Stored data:
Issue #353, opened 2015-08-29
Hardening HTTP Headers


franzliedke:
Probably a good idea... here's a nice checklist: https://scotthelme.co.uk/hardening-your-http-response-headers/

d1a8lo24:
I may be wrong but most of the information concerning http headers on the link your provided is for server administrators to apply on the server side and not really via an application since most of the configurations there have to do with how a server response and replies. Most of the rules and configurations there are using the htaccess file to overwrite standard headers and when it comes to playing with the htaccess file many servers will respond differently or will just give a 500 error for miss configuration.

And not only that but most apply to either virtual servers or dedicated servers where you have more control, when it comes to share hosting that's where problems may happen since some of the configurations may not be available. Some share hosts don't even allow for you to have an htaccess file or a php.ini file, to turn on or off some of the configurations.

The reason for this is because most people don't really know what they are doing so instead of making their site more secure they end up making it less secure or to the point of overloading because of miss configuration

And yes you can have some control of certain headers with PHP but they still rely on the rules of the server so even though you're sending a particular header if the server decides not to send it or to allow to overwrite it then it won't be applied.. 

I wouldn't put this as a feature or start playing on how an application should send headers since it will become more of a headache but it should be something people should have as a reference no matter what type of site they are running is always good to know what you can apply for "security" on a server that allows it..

Your task: The answer must consist of every line above that contains the word "really".

Solution for this task:
I may be wrong but most of the information concerning http headers on the link your provided is for server administrators to apply on the server side and not really via an application since most of the configurations there have to do with how a server response and replies. Most of the rules and configurations there are using the htaccess file to overwrite standard headers and when it comes to playing with the htaccess file many servers will respond differently or will just give a 500 error for miss configuration.
The reason for this is because most people don't really know what they are doing so instead of making their site more secure they end up making it less secure or to the point of overloading because of miss configuration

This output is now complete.